=== HOW TO COMPLETE THIS TASK ===
In the listing that follows, copy out each line that includes the word "destination".

── SUPPLIED INFORMATION

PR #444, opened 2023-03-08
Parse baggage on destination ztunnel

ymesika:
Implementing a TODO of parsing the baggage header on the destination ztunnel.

────

=== SOLVED EXERCISE ===
Parse baggage on destination ztunnel
Implementing a TODO of parsing the baggage header on the destination ztunnel.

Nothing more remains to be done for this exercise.